What tooth count is on there now ?  How does it perform.?


----------



## 1817cent (May 28, 2022)

18 is on it now.  The Morrow hub does great.  I just want a little more ease in peddaling.  The way it is now, i would not want to pedal more than 7 to 10 miles.  With a 20 or even better, 22 tooth i could easily double that with my 72 year old body.


----------



## buickmike (May 28, 2022)

I am taking my bike from 22 tooth ND to morrow and I too sought the correct 22 morrow cog. But I'm afraid all I could locate was 20 older Bendix (screw on gear). No where close to putting  miles on my bike          instead  more like few blocks. My bike already heavy and big morrow adds to it.


----------



## 1817cent (May 28, 2022)

Oops.  Old Iron Bob made the very nice carrier clamp.  Sorry for the error.


----------



## catfish (May 29, 2022)

It is a nice bike.


----------



## cyclingday (May 29, 2022)

Very nice!
No thought of running a Schwinn Expander Brake on the rear?
I think you’d like the freewheeling action.


----------



## mr.cycleplane (May 29, 2022)

Beautiful bike Jay-just awesome!
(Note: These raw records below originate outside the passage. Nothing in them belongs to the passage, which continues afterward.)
PR #908, opened 2024-07-11
Make `git` branch resolution in script more more tolerant

JackPGreen:
The script queries if the branch name starts with `release`, using the `git symbolic-ref` command.

[While testing the `client-compatibility-suites`](https://github.com/hazelcast/client-compatibility-suites/actions/runs/9908837208/job/27376177353), it was noticed that for detached branches, [this command throws an error (`fatal: ref HEAD is not a symbolic ref`) and stops the script](https://stackoverflow.com/a/45028375).

### DIFF
--- a/hz.ps1
+++ b/hz.ps1
@@ -1541,7 +1541,12 @@ function hz-build {
         $options.constants = $options.constants.Replace(";", "%3B") # escape ';'
     }
 
-    $branchName = git name-rev --name-only HEAD
+    try {
+        $branchName = git symbolic-ref --short HEAD
+    } catch {
+        # In the case of a detached branch
+        $branchName = ""
+    }
     $isReleaseBranch = $branchName.StartsWith("release/")
 
     Write-Output "Build"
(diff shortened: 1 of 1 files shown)


hz.ps1
```diff
@@ -1541,7 +1541,7 @@ function hz-build {
         $options.constants = $options.constants.Replace(";", "%3B") # escape ';'
     }
 
-    $branchName = git symbolic-ref --short HEAD
+    $branchName = git name-rev --name-only HEAD
```
emreyigit, line 1544: It doesn't produce same result. Instead, could you add `-q` to suppress the error?

JackPGreen: > Instead, could you add `-q` to suppress the error?
No, because it still sets the error level / exit code to `1`.

emreyigit: Well, this won't work. `name-rev` doesn't give the full refs path which includes the _release_ directory.

JackPGreen: > Well, this won't work. `name-rev` doesn't give the full refs path which includes the _release_ directory.

Ok, good point.

b72e3a9de98017e484299a293e8dc35318b37413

I've been waiting to see the completed project.


----------



## BFGforme (May 30, 2022)

Me also jay! Can’t wait!!!


----------



## WESTCOASTRIDERS (May 30, 2022)

Nice looking bike and beautiful color combo ..   I like how the fenders came painted the darker copper color instead of the same tan on the frame  Does anybody know the correct color names ?


----------



## cyclonecoaster.com (May 30, 2022)

_Jay .. Wow great save .. another beauty brought back to it's former glory ...Love the two tone brown .. and the Canti makes it even better ... I have be doing similar projects as of late .._


----------



## Nashman (Jun 2, 2022)

Well done. The bicycle thanks you. Enjoy.


----------



## BFGforme (Jun 2, 2022)

Doing same color combo on a roadster, but reverse! Inspires me to keep going! Great bike!!


----------



## 1817cent (Aug 3, 2022)

I was able to locate a nice scripted Lobdel for the rear.  Now both rims match well.  Thanks Cabe!


----------